Electric youth

c: | f: /

Remember the everlasting match? Invented in the 1970s if I recall correctly. Have you got one? Didn’t think so, because the invention was silenced and bought by the match makers of the time to protect their business model. Same with electric cars, it seems.

I totally don’t get electric cars. Maybe I just haven’t figured out the practicalities yet, but it seems there are a few fundamental problems.

  1. Let’s say you’re driving 600 miles and your car has a range of 300. When a regular car runs out of petrol you pull into a service station, fill it up and drive off. When your electric car runs out of battery power you pull into a service station and connect it to a charger. For between four and six hours for a full charge.
  2. How do you kill six hours at Keele Services?
  3. The maximum stay at a motorway service station or supermarket car park is approximately two hours before you have to pay.
  4. Electric cars are billed as an ecologically sound alternative to petrol.
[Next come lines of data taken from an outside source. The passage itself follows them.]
PR #246, opened 2022-10-20
Wait for Machines to be deleted before completeing each test case

JoelSpeed:
@elmiko recently reported that he was seeing cordoned Machines interfering with tests in the autoscaler suite. When running the suite against a test cluster I observed that MachineSets were deleted but the suite moved onto new tests before the old Machines had gone away.

When writing tests we should always make sure we leave the environment clean _before_ we declare the test finished.

This PR adds ensures that every test we have that creates a MachineSet, has a `WaitForMachineSetsDeleted` call in an after each when the test finishes. This helper looks for Machines owned by the MachineSet and only finishes successfully once all of those Machines have gone away.

This should ensure we lave the Machine state clean after these tests.

### DIFF
--- a/pkg/autoscaler/autoscaler.go
+++ b/pkg/autoscaler/autoscaler.go
@@ -198,8 +198,23 @@ var _ = Describe("[Feature:Machines] Autoscaler should", func() {
 	})
 
 	AfterEach(func() {
+		var machineSets []*machinev1.MachineSet
+
 		for name, obj := range cleanupObjects {
+			if machineSet, ok := obj.(*machinev1.MachineSet); ok {
+				// Once we delete a MachineSet we should make sure that the
+				// all of its machines are deleted as well.
+				// Collect MachineSets to wait for.
+				machineSets = append(machineSets, machineSet)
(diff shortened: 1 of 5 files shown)


damdo (commented):
/lgtm

JoelSpeed:
Going to run these again to see if we get similar results, would like to try this with a patch for taints/tolerations on our workload machinesets as I think other pods being scheduled on our nodes is interfering with the tests
/retest-required

JoelSpeed:
Both of these tests failed around this block https://github.com/openshift/cluster-api-actuator-pkg/blob/aa33a2b7aca310c56a246400e39c729cc8667e60/pkg/autoscaler/autoscaler.go#L596-L605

Yet construction and building of such cars can have a greater negative impact on the environment than conventional cars (Prius, I’m looking at you).
  5. And that’s not to consider the safe disposal of the car battery at the end of the car’s life.
  6. But the killer problem I find with electric cars is that they require electricity to charge them. And we all know that to produce electricity we currently, predominantly, burn fossil fuels (nuclear and other renewable energy sources notwithstanding). So what’s the environmental and long-term benefit?

It’s great that alternative sources of energy are being considered, but so far I have yet to see any real innovation without the energy cartel being involved somewhere along the line. Biofuels have certainly done nothing but force the price of food up.

I fear it’s going to be the everlasting match all over again: the governments, oil barons and corporations who have a vested interest in keeping us reliant on fossil fuels will always stand in the way of true progress unless we do something about it.